▶ _Task details_
Report every line of the listing below in which the string "content" occurs.

━━ Study material ━━

PR #11872, opened 2021-06-15
Mongo doesnt allow periods in usernames

mr-miles:
We found that the default username template can create invalid usernames which aren't accepted by mongo.  Replacing the dots with an allowed character fixes it.

### DIFF
--- a/plugins/database/mongodb/mongodb.go
+++ b/plugins/database/mongodb/mongodb.go
@@ -21,7 +21,7 @@ import (
 const (
 	mongoDBTypeName = "mongodb"
 
-	defaultUserNameTemplate = `{{ printf "v-%s-%s-%s-%s" (.DisplayName | truncate 15) (.RoleName | truncate 15) (random 20) (unix_time) | truncate 100 }}`
+	defaultUserNameTemplate = `{{ printf "v-%s-%s-%s-%s" (.DisplayName | replace "." "-" | truncate 15) (.RoleName | replace "." "-" | truncate 15) (random 20) (unix_time) | truncate 100 }}`
 )
 
 // MongoDB is an implementation of Database interface
--- a/plugins/database/mongodb/mongodb.go
+++ b/plugins/database/mongodb/mongodb.go
@@ -21,7 +21,7 @@ import (
 const (
 	mongoDBTypeName = "mongodb"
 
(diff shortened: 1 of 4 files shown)


vishalnayak (approved):

vishalnayak:
@mr-miles The changes looks good to me. Would you be able to add a test to this effect?

kalafut:
@pcman312  Any issues with this change? I also wonder if there are other special characters to avoid. Should be listed in CHANGES too?

mr-miles:
Will attempt to add a test.

SO says the one other restriction on keys is that they can't start with a dollar
https://stackoverflow.com/questions/7975185/mongodb-query-over-a-hash-with-special-chars-in-keys/7976235#7976235

so I think the default template is safe

plugins/database/mongodb/mongodb.go
```diff
@@ -21,7 +21,7 @@ import (
 const (
 	mongoDBTypeName = "mongodb"
 
-	defaultUserNameTemplate = `{{ printf "v-%s-%s-%s-%s" (.DisplayName | truncate 15) (.RoleName | truncate 15) (random 20) (unix_time) | truncate 100 }}`
+	defaultUserNameTemplate = `{{ printf "v-%s-%s-%s-%s" (.DisplayName | replace "." "-" | truncate 15) (.RoleName | replace "." "-" | truncate 15) (random 20) (unix_time) | truncate 100 }}`
```
pcman312, line 24: This looks good! What do you think about moving the replace to the end so it only needs to be done once instead of for each of the two fields?

```
{{ printf "v-%s-%s-%s-%s" (.DisplayName | truncate 15) (.RoleName | truncate 15) (random 20) (unix_time) | replace "." "-" | truncate 100 }}
```

pcman312 (commented):
This looks good to me. Can you also update the API docs to reflect the updated default template?
https://github.com/hashicorp/vault/blob/master/website/content/api-docs/secret/databases/mongodb.mdx#parameters

Thanks!

plugins/database/mongodb/mongodb.go
mr-miles: Docs and template updated

mr-miles:
Test added also

kalafut:
Thanks for the updates. Can you please add a changelog file to this PR?  The /changelog folder has examples.

mr-miles:
done (and hopefully correctly!)

vishalnayak (approved):

vishalnayak:
Thanks for submitting this!

PR #11873, opened 2021-06-15
Fix error log typo for failing to decrypt keys

kinghrothgar:
Fixes small typo that can lead to significant confusion when debugging seal key decryption failures.

### DIFF
--- a/vault/seal.go
+++ b/vault/seal.go
@@ -488,7 +488,7 @@ func readStoredKeys(ctx context.Context, storage physical.Backend, encryptor *se
 
 	pt, err := encryptor.Decrypt(ctx, blobInfo, nil)
 	if err != nil {
-		return nil, &ErrDecrypt{Err: fmt.Errorf("failed to encrypt keys for storage: %w", err)}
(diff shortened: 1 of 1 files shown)


vault/seal.go
```diff
@@ -488,7 +488,7 @@ func readStoredKeys(ctx context.Context, storage physical.Backend, encryptor *se
 
 	pt, err := encryptor.Decrypt(ctx, blobInfo, nil)
 	if err != nil {
-		return nil, &ErrDecrypt{Err: fmt.Errorf("failed to encrypt keys for storage: %w", err)}
+		return nil, &ErrDecrypt{Err: fmt.Errorf("failed to decrypt stored keys: %w", err)}
```
vishalnayak, line 491:
```suggestion
		return nil, &ErrDecrypt{Err: fmt.Errorf("failed to decrypt keys from storage: %w", err)}
```

kinghrothgar: Suggested edit applied in force push

vishalnayak (approved):

PR #14061, opened 2022-02-14
Fix format issues on current `main`

cipherboy:

---

Looks like a few `make fmt` issues snuck into main :-) 

See also: #14008


ccapurso:
Oops, sorry about that and it looks like we duplicated the work to fix them. See https://github.com/hashicorp/vault/pull/14062.

cipherboy:
All good @ccapurso :)

PR #14064, opened 2022-02-14
Tool Tip Styling Issue

zofskeez:
This PR addresses classes not being applied to the _BasicDropdownContent_ component which was noticed in various tooltips. The _Content_ component yielded by _BasicDropdown_ does not use splattributes but exposes a [defaultClass arg which is applied to the BasicDropdownOptionalTag wrapper component.](https://github.com/cibernox/ember-basic-dropdown/blob/6e529ca0766eb40f23ae2828387eb7a12ce3aa7b/addon/templates/components/basic-dropdown-content.hbs#L17) A codemod was previously created to apply some transformations to _BasicDropdown_ components which was updated and run against hbs files to change the `class` attribute to `@defaultClass` arg.

### DIFF
--- a/changelog/14064.txt
+++ b/changelog/14064.txt
@@ -1,0 +1,3 @@
+```release-note:bug
+ui: Fixes tooltip styling issue
+```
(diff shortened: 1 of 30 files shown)


zofskeez:
Good call thanks for bringing that up @Monkeychip. I double checked on 1.9.3 just to be sure and the tool tips are styled appropriately so no backport needed and I will remove the changelog entry.

PR #14066, opened 2022-02-15
Ui/ Clients error handling

hellobontempo:
In addition to adding an `error.hbs` for routing errors, this PR tackle some specific cases: 
- When a user attempts to query an invalid start date (since this is historical data, start date cannot be in the future, or the present month)
no-billing-error

- When a user doesn't have permission to view the `/activity`, `/activity/monthly` or `/license` endpoints
Screen Shot 2022-02-15 at 4 43 31 PM
Screen Shot 2022-02-15 at 4 44 49 PM


ui/app/components/clients/history.js
```diff
@@ -38,10 +38,15 @@ export default class History extends Component {
...
     return new Date().getFullYear() - i;
   });
+  currentDate = new Date();
+  currentYear = this.currentDate.getFullYear(); // integer of year
+  currentMonth = this.currentDate.getMonth(); // index of month
 
   @tracked isEditStartMonthOpen = false;
   @tracked startMonth = null;
   @tracked startYear = null;
+  @tracked allowedMonthMax = 12;
```
Monkeychip, line 48: Curious about this. The name would imply they can maybe only return 12 months of data. However, some licenses go two years. Not sure if that's how it's being used, but thought it worth mentioning.

ui/app/templates/components/date-dropdown.hbs
```diff
@@ -36,7 +37,12 @@
     <nav class="box menu">
       <ul class="menu-list">
         {{#each this.years as |year|}}
-          <button type="button" class="link" {{on "click" (queue (fn this.selectStartYear year) (action D.actions.close))}}>
+          <button
+            type="button"
+            class="button link"
+            disabled={{if (eq year this.disabledYear) true false}}
+            {{on "click" (queue (fn this.selectStartYear year) (action D.actions.close))}}
```
Monkeychip, line 44: if you don't want to use queue, you can pass D.actions or just D into this.selectStartYear as a param and then call it in the function. e.g. function(D.actions) { code code ... D.actions.close}

ui/app/templates/vault/cluster/clients/error.hbs
```diff
@@ -0,0 +1,29 @@
...
+{{else}}
+  <EmptyState
+    @title={{if (eq @model.httpStatus 403) "You are not authorized" "Error"}}
+    @subTitle={{concat "Error " @model.httpStatus}}
+    @icon="skip"
+  >
+    {{#if (eq @model.httpStatus 403)}}
+      <p>
+        You must be granted permissions to view this page. Ask your administrator if you think you should have access to the
+        <code>{{@model.path}}</code>
```
Monkeychip, line 12: nice!

ui/app/components/clients/history.js
```diff
@@ -231,11 +237,23 @@ export default class History extends Component {
   @action
   selectStartMonth(month) {
     this.startMonth = month;
+    // disables months if in the future
+    this.months.indexOf(month) >= this.currentMonth
```
zofskeez, line 241: It might be more clear to rewrite this so the ternary is on the right hand side of the statement to determine the conditional value.
`this.disabledYear = this.months.indexOf(month) >= this.currentMonth ? this.currentYear : null;`

ui/app/components/date-dropdown.js
```diff
@@ -28,11 +34,22 @@ export default class DateDropdown extends Component {
   @action
   selectStartMonth(month) {
     this.startMonth = month;
+    // disables months if in the future
+    this.months.indexOf(month) >= this.currentMonth
```
zofskeez, line 38: Same as previous suggestion :slightly_smiling_face:

ui/app/templates/components/date-dropdown.hbs
zofskeez: :point_up:. I think we should avoid using queue when possible.

zofskeez (approved):
Nice work! There are a couple of suggestions to look at but this looks good.

ui/app/components/clients/history.js
hellobontempo: good call! thank you

PR #14067, opened 2022-02-15
api/client: forward and inconsistent header const 

tvoran:
Adds constants for `X-Vault-Forward` and `X-Vault-Inconsistent` headers to api/client.go, so we don't need to redefine them when using the client outside of vault. 

Related to https://github.com/hashicorp/vault-lambda-extension/pull/58


tomhjp (approved):

digivava (approved):
Makes sense to me!

PR #14068, opened 2022-02-15
UI support for Consul secret engine

mr-miles:
This PR provides support for the consul secret engine so that users can configure roles and generate credentials via the UI, by following the necessary bits of the aws engine code.

It does not support configuring the engine from scratch - the api does not return enough detail to make it straightforward.


hsimon-hashicorp:
Hello! Is this in relation to an open issue?

mr-miles:
Sorry, I got sidetracked by the two contributors issue and haven't written enough useful information.

I've linked an issue

hsimon-hashicorp:
Thanks! Please don't forget the changelog entry and any tests, as necessary. :)

mr-miles:
ok i have sorted out the contributor names so now it matches the CLA.  What's the test policy for the UI - it seemed quite variable?  I'm a novice at ember so if you can point me to a part of the codebase to copy that'd be helpful.  Otherwise I've run it against our uat vault instance and got the desired effects (add/edit/delete/list roles + generate credentials for a given consul 
secret engine)

mr-miles:
Hi - could you give me some direction on what's left to get this merged pls?

hashishaw:
Thank you for your patience! Taking another look this week 👀

hsimon-hashicorp:
Hi there! We recognize the opportunity for improvement here, and we appreciate you filing this PR to help fill a needed option. This really highlighted a gap for our UI. Our engineering teams have decided on a more interdisciplinary approach, with our frontend and backend engineers working with product on a robust solution for the Consul secret engine in the UI. I don't have any guarantees on when it would be released, but do "watch this space".

Our engineers also had the following feedback:
- The form to create a new role was broken if the type was "manager" because it hid the required policies field
- The form to create a new role doesn't include all of the options in our API docs
- We have a pattern for generating credentials, but your approach was very creative and we got a kick out of the help text!
- Consul's custom config endpoint is unique, so the required fields in our regular secret engine configure page does not actually configure it correctly. We will need to handle this in a new way from other secret engines.

As I said, we really appreciate the amount of time and effort that went into this PR. While we will be tackling this on a larger scale internally, I do hope this doesn't discourage you from making other contributions to the repo in the future. :)

PR #14078, opened 2022-02-15
Return integral seconds for transit auto_rotate_interval instead of a time string.

schultz-is:
# Overview
This PR changes the type of transit's `auto_rotate_interval` from a time string (e.g. `"1h2m3s") to integral seconds as used elsewhere in vault.

# Testing
- `vault secrets enable transit`
- `vault write -f transit/keys/my-key auto_rotate_interval=1h2m3s`
- `vault read transit/keys/my-key`
- Observe the type of the returned `"auto_rotate_interval"` field. Output should look something like this:
```json
{
  "request_id": "7724661b-7f62-7c7b-3d9d-d4e719a5a3b0",
  "lease_id": "",
  "renewable": false,
  "lease_duration": 0,
  "data": {
    "allow_plaintext_backup": false,
    "auto_rotate_interval": 3723,
...
```

### DIFF
--- a/builtin/logical/transit/path_keys.go
+++ b/builtin/logical/transit/path_keys.go
@@ -238,7 +238,7 @@ func (b *backend) pathPolicyRead(ctx context.Context, req *logical.Request, d *f
 			"supports_decryption":    p.Type.DecryptionSupported(),
 			"supports_signing":       p.Type.SigningSupported(),
 			"supports_derivation":    p.Type.DerivationSupported(),
-			"auto_rotate_interval":   p.AutoRotateInterval.String(),
+			"auto_rotate_interval":   int64(p.AutoRotateInterval.Seconds()),
 		},
 	}
 
--- a/builtin/logical/transit/path_config_test.go
+++ b/builtin/logical/transit/path_config_test.go
@@ -3,6 +3,7 @@ package transit
 import (
 	"context"
 	"encoding/hex"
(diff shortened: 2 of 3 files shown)


builtin/logical/transit/path_keys.go
```diff
@@ -238,7 +238,7 @@ func (b *backend) pathPolicyRead(ctx context.Context, req *logical.Request, d *f
 			"supports_decryption":    p.Type.DecryptionSupported(),
 			"supports_signing":       p.Type.SigningSupported(),
 			"supports_derivation":    p.Type.DerivationSupported(),
-			"auto_rotate_interval":   p.AutoRotateInterval.String(),
+			"auto_rotate_interval":   int64(p.AutoRotateInterval.Seconds()),
```
kalafut, line 241: Are we set on "_interval"? If we use "_period" then the CLI will format the output into a human-friendly timestamp.

schultz-is: Nope, no attachments from me! That suffix will likely help a decent amount in this case by removing a couple orders of magnitude; most of the values for this will likely be on the order of days, weeks, or months.

schultz-is: I'll submit a separate PR with the renaming of this field to keep this changeset small.

stevendpclark (approved):
lgtm!

PR #14093, opened 2022-02-15
UI/client count auth filter

hashishaw:
This PR adds an auth mount selector to the filter bar for both current and history tabs of client counts

current-month-auth-filter
history-auth-mount-filter


ui/mirage/handlers/activity.js
```diff
@@ -20,10 +20,15 @@ export default function (server) {
     };
   });
 
-  server.get('sys/internal/counters/config', function (db) {
+  server.get('sys/internal/counters/config', function () {
     return {
       request_id: '00001',
-      data: db['clients/configs'].first(),
+      data: {
+        default_report_months: 12,
```
Monkeychip, line 27: you can remove the default_report_months as we don't display this anymore (I removed it in a recent PR)

Monkeychip (approved):
Nice work. Looks really clean.

ui/mirage/handlers/activity.js
hashishaw: It does still come back from the API, so I'm inclined to leave it for as close parity to the real API as we can get. But good to know we don't display, another thing to add to the tests! :D

PR #14098, opened 2022-02-16
validate cipher length before decrypting

swayne275:
This addresses TOB-016.

I'm not sure if erroring when the `len(ciphertext) < 4` is revealing any important information to a potential attacker, so please let me know. As is, it would panic (which is less directly revealing the same information).

This will be backported back to 1.7.x

### DIFF
--- a/vault/barrier_aes_gcm.go
+++ b/vault/barrier_aes_gcm.go
@@ -1014,6 +1014,9 @@ func termLabel(term uint32) []metrics.Label {
 
 // decrypt is used to decrypt a value using the keyring
 func (b *AESGCMBarrier) decrypt(path string, gcm cipher.AEAD, cipher []byte) ([]byte, error) {
+	if len(cipher) < 5+gcm.NonceSize() {
+		return nil, fmt.Errorf("invalid cipher length")
+	}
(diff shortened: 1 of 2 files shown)


cipherboy (commented):
Do we also need `b.decrypt` to check length? It kinda looks like it doesn't:

https://github.com/hashicorp/vault/blob/fe5c8db54cc4c62b0187e4b3840f1f84a99fccf7/vault/barrier_aes_gcm.go#L1015-L1035

swayne275:
@cipherboy it looks like it should as well

ccapurso (approved):

mladlow:
@swayne275 if you'd like you can use backport-assistant to automatically create the backport PRs for stuff like this in the future. There's a google doc on how to do this, which I'll eventually move to the wiki.

swayne275:
@mladlow oh awesome! last i'd heard my understanding was that was only for docs changes. i had been using https://docs.google.com/document/d/1uQDcq2gd-rO4PHeK9fEEZ5qauGJVsEUrG57il3mOcQw/edit#heading=h.1n8tmqhs7xas

PR #14101, opened 2022-02-16
Fix ed25519 generated SSH key marshalling

cipherboy:
This updates the generation test to ensure that, for each generated CA key type, we can sign certificates with this key pair. This ensures that they're stored in a format understood by `golang.org/x/crypto/ssh`.  

Notably, this caught a bug in the Ed25519 key handling: OpenSSH (and `golang.org/x/crypto/ssh`) do not understand the PKCS8 PrivateKey structure we were using. As mentioned in an internal RFC (TF 461), and with investigation from [a `terraform-provider-tls` PR author](https://github.com/hashicorp/terraform-provider-tls/pull/59#issuecomment-568442395), it appears that [using `edkey`](https://github.com/hashicorp/terraform-provider-tls/pull/59/files#diff-8f3863add37ed2fd994775bd64132dedfdb47902bb54edcef278bcec98c12cf0R109) is the best approach. 

As this feature hasn't been released, we shouldn't need a changelog entry for it.

### DIFF
--- a/builtin/logical/ssh/path_config_ca.go
+++ b/builtin/logical/ssh/path_config_ca.go
@@ -10,6 +10,7 @@ import (
 	"crypto/rsa"
 	"crypto/x509"
 	"encoding/pem"
+	"errors"
 	"fmt"
 	"io"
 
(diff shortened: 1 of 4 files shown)


schultz-is (approved):
lgtm

cipherboy:
Thanks @schultz-is!

PR #14102, opened 2022-02-16
Cleanup bool checks

swayne275:
cleanup (bool) == true and (bool) == false checks (where it didn't seem to harm readability)

this is the nittiest of nits, so not bummed if we think this isn't useful.

### DIFF
--- a/plugins/database/influxdb/connection_producer.go
+++ b/plugins/database/influxdb/connection_producer.go
@@ -257,7 +257,7 @@ func isUserAdmin(cli influx.Client, user string) (bool, error) {
 	for _, res := range response.Results {
 		for _, serie := range res.Series {
 			for _, val := range serie.Values {
-				if val[0].(string) == user && val[1].(bool) == true {
+				if val[0].(string) == user && val[1].(bool) {
 					return true, nil
 				}
 			}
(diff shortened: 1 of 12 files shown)


plugins/database/influxdb/connection_producer.go
```diff
@@ -257,7 +257,7 @@ func isUserAdmin(cli influx.Client, user string) (bool, error) {
 	for _, res := range response.Results {
 		for _, serie := range res.Series {
 			for _, val := range serie.Values {
-				if val[0].(string) == user && val[1].(bool) == true {
+				if val[0].(string) == user && val[1].(bool) {
```
ccapurso, line 260: Obviously not the intention of your PR, but couldn't the type assertions here panic?

ccapurso (commented):
Looks good to me. Just one note on a line that was changed that might already be panic-prone.

plugins/database/influxdb/connection_producer.go
ccapurso: Eh, it's probably fine. As in many DB drivers, the columns and values are split across separate fields. Eeach entry of `Row.Values` is `[]interface{}` thus the type assertions. I have not used influxdb but it looks like a `SHOW USERS` query would output something like:

```
SHOW USERS
user    admin
----    -----
admin   true
```

Feel free to ignore me :)

ccapurso (approved):

PR #14103, opened 2022-02-16
Rename transit's auto_rotate_interval to auto_rotate_period

schultz-is:
# Overview
This renames the `auto_rotate_interval` field on transit keys to `auto_rotate_period` for consistency’s sake and to get CLI pretty printing for free. Since these values will likely be on the order of days, weeks, or months, changing this will knock a couple orders of magnitude off of the CLI output (e.g. `3600` becomes `“1h”`). A separate UI fix is included to account for this field recently changing types from a time string to integral seconds.

Issue: VAULT-5128

# Testing
## CLI
- `vault secrets enable transit`
- `vault write -f transit/keys/test-key auto_rotate_period=1h`
- `vault read transit/keys/test-key`
- Observe the `auto_rotate_interval` field is now `auto_rotate_period` and formatted as a time string on the CLI (`"1h"`)
- `curl -H 'X-Vault-Token: $VAULT_TOKEN' $VAULT_ADDR/v1/transit/keys/test-key`
- Observe `auto_rotate_interval` field is now `auto_rotate_period` and formatted as integral seconds (`3600`)
## UI
- Enable transit secrets engine
- Create a transit key with an auto rotate period
- View the key and observe its auto rotate period is named and displayed correctly
- Create a transit key without an auto rotate period
- View the key and observe its auto rotate period is named and displayed correctly

### DIFF
--- a/builtin/logical/transit/path_config.go
+++ b/builtin/logical/transit/path_config.go
@@ -49,7 +49,7 @@ the latest version of the key is allowed.`,
 				Description: `Enables taking a backup of the named key in plaintext format. Once set, this cannot be disabled.`,
 			},
 
-			"auto_rotate_interval": {
+			"auto_rotate_period": {
 				Type: framework.TypeDurationSecond,
 				Description: `Amount of time the key should live before
 being automatically rotated. A value of 0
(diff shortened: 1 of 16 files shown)


builtin/logical/transit/path_config.go
```diff
@@ -193,19 +193,19 @@ func (b *backend) pathConfigWrite(ctx context.Context, req *logical.Request, d *
 		}
 	}
 
-	autoRotateIntervalRaw, ok, err := d.GetOkErr("auto_rotate_interval")
+	autoRotatePeriodRaw, ok, err := d.GetOkErr("auto_rotate_period")
```
stevendpclark, line 196: Possibly outside the scope of this PR, but should we handle the case where err == nil and ok is false? See https://github.com/hashicorp/vault/blob/main/sdk/framework/field_data.go#L218

Or are we okay with just ignoring a provided nil value of "auto_rotate_period" and keep on going?

schultz-is: In this case we're ok continuing with a nil value as the field is not required for a config update. We only need to act when a valid value is provided by updating and persisting the new, provided value.

stevendpclark (approved):
👍

hashishaw (approved):
Looks great! Thanks for making these changes

PR #620, opened 2026-06-26
feat(ui): preset settings dropdown

platberlitz:
# Summary

Creates a dropdown in Presets page for "Keep API/model linked to preset", "Keep sampling settings linked to preset", and "Remember sampling settings per model" a dropdown called "Preset API/Sampler Linking" which is closed by default, the same style as the other dropdowns.


TheLonelyDevil9:
Checking

PR #621, opened 2026-06-27
fix(connection_profile): persist custom endpoint profiles secret

platberlitz:
# Summary

Issue:
"Custom endpoint profiles bugged
Adding keys doesn't link secrets, it links a new credential created when saving the profile instead of what exists
Model picker goes blank, fetch URL error "
This can be mitigated by using Authorization: Bearer (key) in Additional Parameters, but this is a hacky, strange solution.

This PR ensures keys aren't duplicated and whichever secret is used for the custom endpoint profile is actually saved and attached to the profile.

### DIFF
--- a/public/scripts/extensions/connection-manager/index.js
+++ b/public/scripts/extensions/connection-manager/index.js
@@ -15,7 +15,7 @@ import { SlashCommandScope } from '../../slash-commands/SlashCommandScope.js';
 import { cancelDebounce, collapseSpaces, getUniqueName, isFalseBoolean, isTrueBoolean, uuidv4, waitUntilCondition } from '../../utils.js';
 import { t } from '../../i18n.js';
 import { getSecretLabelById } from '../../secrets.js';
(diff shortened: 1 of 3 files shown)


TheLonelyDevil9:
Oh, thanks for this one, reviewing

TheLonelyDevil9:
As per Gippity:

```
Blocking: public/scripts/extensions/connection-manager/index.js:624 only saves the selected custom endpoint preset’s secretId, but applying a saved profile still never reselects/binds that custom endpoint preset. openai.js:6955 and openai.js:5399 still prefer selected_custom_endpoint_preset.secretId, so status/model fetches and normal generation can use the wrong secret if another custom endpoint preset is selected. This leaves the stated “model picker goes blank, fetch URL error” path only partially fixed.
Standards: public/scripts/extensions/connection-manager/index.js:593 adds fork-specific behavior in a base file without the required short SillyBunny divergence comment from AGENTS.md/CONTRIBUTING.md.
```

Fixing unless that sounds wrong

PR #624, opened 2026-06-27
feat(qol): add a Delete + Add Swipe button

platberlitz:
# Summary

Adds a button that "Deletes this swipe + adds a new swipe" to the right of the pencil icon and to the left of the trash icon in a message.

Reasoning: Sometimes a swipe fails and it's kind of messy to delete this swipe and swipe again. This is just a button that does both easily.


TheLonelyDevil9:
Been doing it manually for so long, good change. Let me run some checks and merge after.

━━━

▶ _Answer box_
https://github.com/hashicorp/vault/blob/master/website/content/api-docs/secret/databases/mongodb.mdx#parameters
This PR addresses classes not being applied to the _BasicDropdownContent_ component which was noticed in various tooltips. The _Content_ component yielded by _BasicDropdown_ does not use splattributes but exposes a [defaultClass arg which is applied to the BasicDropdownOptionalTag wrapper component.](https://github.com/cibernox/ember-basic-dropdown/blob/6e529ca0766eb40f23ae2828387eb7a12ce3aa7b/addon/templates/components/basic-dropdown-content.hbs#L17) A codemod was previously created to apply some transformations to _BasicDropdown_ components which was updated and run against hbs files to change the `class` attribute to `@defaultClass` arg.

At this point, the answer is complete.